In a stunner of an installation and the obvious capstone of the show, Liminal (2020–24) is a wall of found glass out of which animal figures emerge. A supersized raven and hummingbird pierce the veil; a canine lifts a paw, turning his head as though hearing something we on the earthly plane cannot. It’s a shimmering apparition. But it is not otherworldly, it is decidedly both here and there, thanks to the artist’s material choices.
Awkwardness results from stuffing this kind of practice into a white box gallery. In the tabula rasa of the museum, this work is sapped of some of its mana.

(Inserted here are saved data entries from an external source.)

PR #59, opened 2019-08-01
Imp] helpdesk mgmt at creation last stage update use actual now

emagdalenaC2i:
See #56


pedrobaeza:
Please cherry-pick commit instead for keeping attribution.

PR #62, opened 2019-08-06
[IMP] helpdesk_mgmt: at creation last_stage_update use actual now

luffah:
In helpdesk ticket, default last_stage_update use actual now instead of server start time.
More details in https://github.com/OCA/helpdesk/issues/55

This PR propagate to v12 change made by https://github.com/OCA/helpdesk/pull/56


pedrobaeza (approved):
Fast-tracking

PR #66, opened 2019-08-07
[ADD] Email templates for closed tickets and changed state

miguel-domatix:
Email templates to use when the ticket reaches a stage that has the associated template.

### DIFF
--- a/helpdesk_mgmt/data/helpdesk_data.xml
+++ b/helpdesk_mgmt/data/helpdesk_data.xml
@@ -22,6 +22,169 @@
         <p>The ticket ${object.number} has been assigned to you.</p>
       </field>
     </record>
+
+    <record id="closed_ticket_template" model="mail.template">
+      <field name="name">Helpdesk Closed Ticket Notification Email</field>
+      <field name="model_id" ref="helpdesk_mgmt.model_helpdesk_ticket"/>
+      <field name="email_from">${object.company_id.partner_id.email}</field>
+      <field name="subject">The ticket ${object.number} has been closed.</field>
+      <field name="partner_to">${object.partner_id.id}</field>
+      <field name="auto_delete" eval="False"/>
+      <field name="lang">${object.partner_id.lang}</field>
+      <field name="body_html"><![CDATA[<html>
+                <head></head>
+                % set record = ctx.get('record')
+                % set company = record and record.company_id or ctx.get('company')
+                <body style="margin: 0; padding: 0;">
+                <table border="0" width="100%" cellpadding="0" bgcolor="#ededed" style="padding: 20px; background-color: #ededed; border-collapse:separate;" summary="o_mail_notification">
+                    <tbody>
+                      <!-- HEADER -->
+                      <tr>
+                        <td align="center" style="min-width: 590px;">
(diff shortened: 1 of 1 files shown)


helpdesk_mgmt/data/helpdesk_data.xml
```diff
@@ -22,6 +22,169 @@
...
+                                    </a>
+                                % endif
+                              </td>
+                            </tr>
+                          </table>
+                        </td>
+                      </tr>
+                      <tr>
+                        <td align="center">
+                            Powered by <a target="_blank" href="https://www.odoo.com">Odoo</a>.
```
pedrobaeza: Why adding this text?

helpdesk_mgmt/data/helpdesk_data.xml
```diff
@@ -22,6 +22,169 @@
...
```
pedrobaeza: Why adding this text?

pedrobaeza (commented):
Not sure that the stage change should be notified to the customer. And how is this sent? This is only adding the templates, not any automation code.

miguel-domatix:
This PR is only for template emails. Furthermore, each stage can have a email template that notify. Then, if in this PR must be the actions for templates, tell me.
Thank you.

pedrobaeza:
Well, I think the added value is to have them usable installing the module without extra steps.

miguel-domatix:
Do I have to associate the template with the corresponding states from the data folder?

pedrobaeza:
I don't know right now how do you get the mail sent. Is there such automation for auto-sending a mail template when the stage is changed like the one in tasks? If so, then linking it with the stage in data is enough.

miguel-domatix:
In helpdesk_ticket.py file, there are a function that send a email if the state changes if it has an associated template. The function's name is _track_template.

pedrobaeza:
Perfect, then just link that template to the standard stages populated in data

pedrobaeza:
Any way, my doubt about spamming user each time you change a stage is there.

miguel-domatix:
In the states form you can configure it and associate or not any email template.

pedrobaeza:
Yeah, then it's better to not link that template by default.

miguel-domatix:
Fine, then I let it like this.

pedrobaeza:
But this is not linking the closed template... What I don't think it's good is to link the stage changed template, but ticket closed template should be.

miguel-domatix:
The email templates aren't shown on chatter, but it works on mail. Do I make a simpler template for chatter and these two for mail?

pedrobaeza:
Please look at project stages, where you have a mail template linked to them, and when you changed the stage, there's an automation that sends that template. That's the idea here, with the closed stage (provided as data with that template linked).

miguel-domatix:
Ok. Then, this templates is not seen in chatter. I think the chatter can't render the template. That may be?.

pedrobaeza:
Chatter shows any message sent in the thread, with or without template, with or without "advanced formatting". Please review task stages code for knowing how to send a message with a template via code.

miguel-domatix:
Did you mean do it like that?

pedrobaeza:
@miguel-domatix yes, finally you got me!

miguel-domatix:
Fine!

alvaro-domatix (approved):

samuel-domatix (approved):

PR #71, opened 2019-08-09
[ADD] Creation of a form template to create tickets from Portal.

samuel-domatix:
Added a creation form in the portal to enter the ticket data to be created.


pedrobaeza:
Maybe this should be tight to the other 2 PRs that are creating the interface and modifying the controller, as all of this is a whole feature (not like for example, permissions).

samuel-domatix:
Ok, I will make a PR with all the changes that involve the creation of tickets.

PR #79, opened 2019-09-02
Linking tickets to other documents

samuel-domatix:
- Added helpdesk settings.
- Added a new menu to access the settings.
- Added two fields in settings to enable or disable this option and select the models to relate.
- Added new field in the ticket to relate this with other documents.

### DIFF
--- a/helpdesk_mgmt/__manifest__.py
+++ b/helpdesk_mgmt/__manifest__.py
@@ -32,6 +32,7 @@
         'views/helpdesk_ticket_tag_view.xml',
         'views/helpdesk_ticket_view.xml',
         'views/helpdesk_dashboard_view.xml',
+        'views/res_config_settings.xml',
     ],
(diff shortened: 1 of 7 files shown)


alvaro-domatix (approved):

miguel-domatix (approved):

emagdalenaC2i:
First, I am not sure this should be part of the base heldesk_mgmt module or an extra module. @aitorbouzas and @pedrobaeza what do you think?

Second, you can see the two new fields when you edit an existing ticket, but you don't see it when you create a new one.

pedrobaeza:
Well, the feature is not very different from `crm_claim` module that includes a reference field, but it's a bit limited, as you can only link one document. Another future problem is that referable models dissappears in v12.

samuel-domatix:
Ok, I'll do it in a separate module.

PR #81, opened 2019-09-06
11.0 link documents

miguel-domatix:
- Added helpdesk settings.
- Added a new menu to access the settings.
- Added two fields in settings to enable or disable this option and select the models to relate.
- Added new field in the ticket to relate this with other documents.


helpdesk_mgmt_link_documents/__manifest__.py
```diff
@@ -0,0 +1,17 @@
+{
+    'name': 'Helpdesk linker',
+    'summary': 'Allow link any document to helpdesk tickets',
+    'version': '11.0.1.8.0',
```
emagdalenaC2i:
```suggestion
    'version': '11.0.1.0.0',
```

helpdesk_mgmt_link_documents/__manifest__.py
```diff
@@ -0,0 +1,17 @@
+{
+    'name': 'Helpdesk linker',
```
emagdalenaC2i:
```suggestion
    'name': 'Helpdesk link documents',
```

helpdesk_mgmt_link_documents/__manifest__.py
```diff
@@ -0,0 +1,17 @@
...
+    'summary': 'Allow link any document to helpdesk tickets',
+    'version': '11.0.1.8.0',
+    'license': 'AGPL-3',
+    'author': 'Domatix',
+    'website': 'https://www.domatix.com/',
```
emagdalenaC2i:
```suggestion
    'website': 'https://github.com/OCA/helpdesk',
```

emagdalenaC2i (changes requested):
Please add the new README by fragment system copying https://github.com/OCA/maintainer-tools/tree/master/template/module/readme and editing or removing the needed sections

pedrobaeza:
Please don't use plurals in module name: https://github.com/OCA/odoo-community.org/blob/master/website/Contribution/CONTRIBUTING.rst#modules

And I don't get why you finally did a module, as I said that it's OK to add a reference field in existing module.

miguel-domatix:
I have made a new module for this:
https://github.com/OCA/helpdesk/pull/79#issuecomment-528285794

pedrobaeza:
Well, I pointed several possible future problems. Any way, I see you have change the plural in the manifest, not the technical name (that's to say, the folder name).

nacho-domatix:
> Well, I pointed several possible future problems.

This feature might be interesting for many companies. We can add it as an option (so can be disabled by UI) or as it is now (inheritance module).

pedrobaeza:
I'm comfortable with both. What do you prefer?

nacho-domatix:
UI option indeed, it's more "Odoo" this way.

PR #88, opened 2019-09-13
[ADD] 12.0 helpdesk_reopen

PierrickBrun:
reopends ticket if a mail is received concerning it


helpdesk_reopen/__manifest__.py
```diff
@@ -0,0 +1,19 @@
...
+    "name": "Helpdesk Reopen",
+    "version": "12.0.0.1.0",
+    "category": "Helpdesk",
+    "summary": "Auto Helpdesk Reopen",
+    "description": """
+	Automatically reopens helpdesk queries if someone replies back to that query
+	""",
+    "author": "OERP, Coop IT Easy SCRLfs",
+    "website": "www.oerp.eu",
+    "depends": ["helpdesk", "mail"],
```
rvalyi: helpdesk already depends on mail, so I think it's not necessary to add the dependency here again

rvalyi:
Hello @PierrickBrun. Glad to see you are contributing to the great helpdesk project. One question though: it seems you are not the author of the module, right? What is the context then? Do we have some permission from the original module author to host his module at the OCA? Even if the module is originally AGPL, there is also a copyright grant to the OCA to accept, so we really need that permission written somewhere...

helpdesk_reopen/__init__.py
```diff
@@ -0,0 +1,2 @@
+# coding: utf-8
```
daramousk: Encoding not needed in Python3, replace this with the Licence line

helpdesk_reopen/__manifest__.py
```diff
@@ -0,0 +1,19 @@
...
+
+{
+    "name": "Helpdesk Reopen",
+    "version": "12.0.0.1.0",
+    "category": "Helpdesk",
+    "summary": "Auto Helpdesk Reopen",
+    "description": """
+	Automatically reopens helpdesk queries if someone replies back to that query
+	""",
+    "author": "OERP, Coop IT Easy SCRLfs",
```
daramousk: Please go through $, the author key needs to contain OCA https://github.com/OCA/odoo-community.org/blob/master/website/Contribution/CONTRIBUTING.rst#11modules

helpdesk_reopen/models/__init__.py
```diff
@@ -0,0 +1,2 @@
+# coding: utf-8
```
daramousk: remove coding from everywhere

daramousk (changes requested):
Hey there! Thank you for this contribution, please create a readme file as instructed here https://github.com/OCA/maintainer-tools/blob/master/tools/gen_addon_readme.py so that we have further information about this module and what it does. Then we can continue.

Also, perhaps we can avoid writing code by creating some sort of automated action running?

PR #95, opened 2019-09-28
[12.0] [FIX] Ticket creation from portal - message_subscribe_users > message_subscribe

marcelsavegnago:
Ticker portal creation

- Fix message_subscribe_user > message_subscribe


pedrobaeza:
It seems it still continues in red. Why do you want to do this change?

marcelsavegnago:
> It seems it still continues in red. Why do you want to do this change?

The message_subscribe_users function has apparently changed to message_subscribe. When I try to create a ticket via portal Odoo returns that this function does not exist in version 12.0.

About the error reported by Travis I do not know what it can be.

luffah:
I (as a low rank contributor) approve this change.

luffah:
Shall Ticket category be mandatory in portal while it is not in model ?

marcelsavegnago:
> It seems it still continues in red. Why do you want to do this change?

@pedrobaeza Can you guide me regarding the error occurred in Travis? I honestly do not understand what it can be :) sorry

luffah:
Since the PR is not validated yet. Why limit access to button "new ticket" to the restrictive group "portal user", given only these users could see the list  and portal home? (it remove the possibility to test as admin)

pedrobaeza:
The problem is:
```
helpdesk_mgmt/controllers/main.py:56:80: E501 line too long (81 > 79 characters)
```

pedrobaeza (approved):

marcelsavegnago:
> Since the PR is not validated yet. Why limit access to button "new ticket" to the restrictive group "portal user", given only these users could see the list and portal home? (it remove the possibility to test as admin)

@luffah I prefer to focus on fixing this problem first so that I can release the fix as soon as possible. What do you think about submitting a new PR? I think working with minor corrections speeds up the process. But, I may be wrong.

emagdalenaC2i (approved):

DarioLodeiros (approved):

PR #98, opened 2019-10-01
[NEW] Send email to the contact that create the ticket

mileo:
Signed-off-by: Luis Felipe Mileo <mileo@kmee.com.br>

When you use the complete email form, without creating the partner, the email was not filled with the partner_email only on the fast reply.

### DIFF
--- a/helpdesk_mgmt/data/helpdesk_data.xml
+++ b/helpdesk_mgmt/data/helpdesk_data.xml
@@ -13,6 +13,7 @@
       <field name="name">Ticket Assignment</field>
       <field name="model_id" ref="model_helpdesk_ticket"/>
       <field name="email_from">${object.company_id.partner_id.email}</field>
+      <field name="email_cc">${not object.partner_id and object.partner_email or ''|safe},</field>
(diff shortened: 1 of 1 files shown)


helpdesk_mgmt/data/helpdesk_data.xml
```diff
@@ -13,6 +13,7 @@
       <field name="name">Ticket Assignment</field>
       <field name="model_id" ref="model_helpdesk_ticket"/>
       <field name="email_from">${object.company_id.partner_id.email}</field>
+      <field name="email_cc">${object.partner_email|safe},</field>
```
pedrobaeza:
```suggestion
      <field name="email_cc">${not object.partner_id and object.partner_email or ''|safe},</field>
```
for avoiding double sending if partner is present

rafaelbn (approved):
:+1: 

@carlos-domatix @DarioLodeiros could you review please?

carlos-domatix (approved):

DarioLodeiros (approved):
:+1:

PR #100, opened 2023-03-17
Add auto-sorting of imports

joeleu:
This PR adds auto-sorting of imports through `isort`, configures it for integration with vscode, and checks import sorting during CI/CD runs. Finally, this sorts the existing imports within the respository.


JinweiZhu (approved):
LGTM.

PR #101, opened 2023-03-19
Subcategories

dbleek:
This implements Categories, Subcategories, and Subsubcategories which organization can select when posting an opportunity, as well as some minor tweaks to the opportunity model for clarity.

All categories are stored in the db to allow for creation/deletion via the Django admin.

If possible, I would like to eventually refactor this so that all of the above fall under Categories, or at least Categories and Subcategories for less repetition in the code.

Testing for forms and views to come as well.


voluncheer/opportunityboard/forms/postanopportunity.py
```diff
@@ -26,30 +27,77 @@ class PostAnOpportunityForm(forms.ModelForm):
...
+        self.fields["subsubcategory"].queryset = Subsubcategory.objects.none()
+
+        if "category" in self.data:
+            try:
+                parent_id = int(self.data.get("category"))
+                self.fields["subcategory"].queryset = Subcategory.objects.filter(
+                    parent_id=parent_id
+                ).order_by("name")
+            except (ValueError, TypeError):
+                pass
```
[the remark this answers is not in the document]
JinweiZhu: Same as below.

voluncheer/opportunityboard/forms/postanopportunity.py
```diff
@@ -26,30 +27,77 @@ class PostAnOpportunityForm(forms.ModelForm):
...
+        labels = {"subcategory": "Subcategory 1", "subsubcategory": "Subcategory 2"}
+
+        widgets = {"organization": forms.HiddenInput()}
+
+    def __init__(self, *args, **kwargs):
+        super().__init__(*args, **kwargs)
+        self.fields["subcategory"].queryset = Subcategory.objects.none()
+        self.fields["subsubcategory"].queryset = Subsubcategory.objects.none()
+
+        if "category" in self.data:
```
JinweiZhu, line 56: Are you trying to conduct test here? What exactly are you trying to accomplish?

dbleek: We need to override `__init__` for the form to render properly. For example, when a form for a new opportunity loads, the subcategories drop-down should have no options because an opportunity hasn't been selected yet. We then populate the drop down with a list of subcategories based on the category selection.

That particular test is if we would reload to the same form page after submitting it, which we are not doing currently. For us, after submitting the form, we redirect to the org. profile page. So theoretically we could probably delete everything up to the `elif`, but it's also not hurting us and covers us in case we decide to change down the road. Good catch, I'm open to either option.

See this tutorial for reference: https://simpleisbetterthancomplex.com/tutorial/2018/01/29/how-to-implement-dependent-or-chained-dropdown-list-with-django.html

voluncheer/opportunityboard/test_models.py
```diff
@@ -11,9 +14,10 @@
 class OpportunityTest(TestCase):
     """Test cases for Opportunity model"""
 
-    def setUp(self):
+    @classmethod
+    def setUpTestData(cls):
         """See base class."""
-        self.jedi = Organization.objects.create(
+        cls.jedi = Organization.objects.create(
```
JinweiZhu, line 20: This should be cls.org instead of clas.jedi

voluncheer/opportunityboard/test_models.py
```diff
@@ -22,13 +26,18 @@ def setUp(self):
             name="Jedi Council",
         )
 
-    def test_opportunity_details(self):
-        """Test basic opportunity details"""
+        cls.environment = Category.objects.create(name="Environment")
```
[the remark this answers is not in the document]
JinweiZhu: Similar below.

voluncheer/opportunityboard/test_models.py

I only wish SITE had taken more cues from the artist’s intuitive grasp of materia and alchemy and allowed for her works to live in messy proximity, interacting mystically and visually with each other. A tantalizing library of Wanenmacher’s books on mysticism, metaphysics, science, nature, and more, occupies one corner. Let’s swap the stone-cold bench for a cushy settee.
Wanenmacher’s use of assemblage, her DIY aesthetic, and her found and repurposed materials suggest disregard for the preciousness of presentation in favor of the truer preciousness of objects that carry stories and bear witness through the cycles of time. Far from rudimentary or simple, Wanenmacher’s use of symbols, her humor, and her grounded mien tell me she’s assured in channeling her creative practice—no affect or posturing distracts from her vision. She has the conviction and humility of knowing that time travel is the easy part—it’s just one wingbeat of the hummingbird away.